# Anyone Traveling this Month?



## Haley (Dec 6, 2007)

With the holiday season coming up a lot of us will be traveling.





As we all know, there are so many bunnies who often need to be transported from one area to another. Often times this saves a bunny's life.

So, if anyone will be traveling this month and would be willing to bring along a bunny please post here. I thought this would be a great resource in case we have any transports that come up this month.


----------



## golfdiva (Dec 6, 2007)

We are driving from Michigan to Orlando Fl.


----------



## tundrakatiebean (Dec 6, 2007)

My family and I are probably driving from Anchorage to Fairbanks but that only matters to 2 other people on the board


----------



## myLoki (Dec 6, 2007)

Driving from McAllen, TX to Dallas, TX. I will be going through San Antonio. If anyone needs transport in that limited area. HAHA! Count on me. 


t.


----------



## maherwoman (Dec 6, 2007)

*myLoki wrote: *


> Driving from McAllen, TX to Dallas, TX. I will be going through San Antonio. If anyone needs transport in that limited area. HAHA! Count on me.
> 
> 
> t.


Will you take some pics of San Antonio for me?? leaseplease:


----------



## myLoki (Dec 6, 2007)

I'll do you one better. Remember that video of the storm I couldn't get uploaded? Well, I got a little bit of it uploaded. I'll try to get some more soon! 

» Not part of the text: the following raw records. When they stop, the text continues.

PR #1899, opened 2019-06-05
PFW-1054: Fix the LCD pause function

wavexx:
Do not call long_pause recursively!

long_pause() is called before resetting the lcd_command_type.  As long_pause uses st_synchronize() internally, there could be time to schedule another call to long_pause() within itself.

I'm actually wondering why this doesn't crash as often as it should!

We fix this by calling long_pause exactly after saving. Then we also remove an useless check and bogus comment (no: the command type cannot be changed during long_pause!).

We modify long_pause to schedule the moves so that the LCD is immediately usable, and also embed the heater control inside long_pause() itself, where it makes more sense. lcd_pause_print() is the only caller anyway.

### DIFF
--- a/Firmware/Marlin_main.cpp
+++ b/Firmware/Marlin_main.cpp
@@ -9492,10 +9492,9 @@ void long_pause() //long pause print
 	current_position[Y_AXIS] = Y_PAUSE_POS;
 	plan_buffer_line_curposXYZE(50, active_extruder);
 
-	// Turn off the print fan
+	// Turn off the hotends and print fan
+    setAllTargetHotends(0);
 	fanSpeed = 0;
-
-	st_synchronize();
 }
 
 void serialecho_temperatures() {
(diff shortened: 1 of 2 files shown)


thess:
This looks like it might fix a problem I encountered when resuming a print after an MMU load/unload failure was cleared. Namely, after the lcd button is clicked to resume and the nozzle re-heats, the display rapidly clears and re-draws until you click the button to toggle menu and back to status. Miraculously, things resumed and the display was stable.

I will test this in a custom firmware build and let you know if the problem I saw still persists.

wavexx:
It's a nasty one which was quite annoying to track down. I was able to find a setup that reliably caused the pause function to break while testing LA1.5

SA thunderstorm! :biggrin2:





t.


----------



## maherwoman (Dec 6, 2007)

YAYY!! Boy, I miss that lightening...it happenes every now and then here, but not nearly as often or as beautifully as San Antonio gets...*sigh*

Thank you!


----------



## myLoki (Dec 6, 2007)

It's not even the best part of the video! I'll keep trying to upload the whole thing! :biggrin2:


t.


----------



## AngelnSnuffy (Dec 6, 2007)

I'm going to Springfield twice this month, Dec. 20 & 21 for my brother's banquet and graduation from the IL State Police Academy.

Congratulations to him. This was alot of very hard work for him.


----------



## JimD (Dec 7, 2007)

I'll be going to the Poconos for Xmas week.
I'm stayingat Tanglewood at Lake Wallenpaupak, Hawley, PA.

Anybun is welcome to come along or visit!


----------



## The BUNFATHER (Dec 7, 2007)

*JimD wrote: *


> Anybun is welcome to come along or visit!



Why thank you Mr. Jim! I'll be sure to pass the invitation along to Miss Bea....I've been trying to get her to agree to marry me - maybe a honeymoon in the Poconos will do the trip.

Now to get on Orbitz and try to get flights in...:biggrin2:

_*The BunFather*_


----------



## seniorcats (Dec 7, 2007)

We just had an abrupt change of plans. DH fell flat out on his side today. He hit a patch of black ice outside the grocery and broke some ribs. We are now staying home for the holidays.:sickbunny:


----------



## tundrakatiebean (Dec 7, 2007)

*seniorcats wrote: *


> We just had an abrupt change of plans. DH fell flat out on his side today. He hit a patch of black ice outside the grocery and broke some ribs. We are now staying home for the holidays.


OUCH! Sending healing vibes!


----------



## Pipp (Dec 7, 2007)

Oh no!





Guess we're all comiing to your place this year.



(What's your address again?) 

And did you say 'outside' the grocery? How far outside? Still on their property? Gota lawyer? 

This might be a party yet! :bunnydance:

Meanwhile, sympathy for the DH.







sas :nurse:


----------



## maherwoman (Dec 7, 2007)

Aww...SeniorCats...that stinks...tell him we're sending him get well soon wishes!


----------



## JimD (Dec 7, 2007)

*seniorcats wrote: *


> We just had an abrupt change of plans. DH fell flat out on his side today. He hit a patch of black ice outside the grocery and broke some ribs. We are now staying home for the holidays.:sickbunny:



Owch!!

Sending healing thoughts and prayers!


----------



## gentle giants (Dec 8, 2007)

Well, we're going from Charleston, IL, to Chicago, IL. Not sure if that would help anyone or not, but I'm game.


----------



## Luvmyzoocrew (Dec 8, 2007)

*JimD wrote: *


> I'll be going to the Poconos for Xmas week.
> I'm stayingat Tanglewood at Lake Wallenpaupak, Hawley, PA.
> 
> Anybun is welcome to come along or visit!


Hey you will probablly be driving right by my exit, wave when you are passing Quakertown on the turnpike :wave:


----------



## Greta (Dec 8, 2007)

I'm going from Aptos to Napa; it's just three hours' drive or so, but hey, ya never know... 


seniorcats - lots of healing vibes to your DH, ouch! :hug1:


----------



## Leaf (Dec 9, 2007)

I always putter around Missouri - Franklin- Greene counties.


----------



## BlueGiants (Dec 9, 2007)

> *seniorcats wrote: *
> 
> 
> > We just had an abrupt change of plans. DH fell flat out on his side today. He hit a patch of black ice outside the grocery and broke some ribs. We are now staying home for the holiday



Oh my! SO sorry to hear DH got hurt. Broken ribs are painful. Hope he heals quickly... not an auspicious start to the holidays! Take good care of him!


----------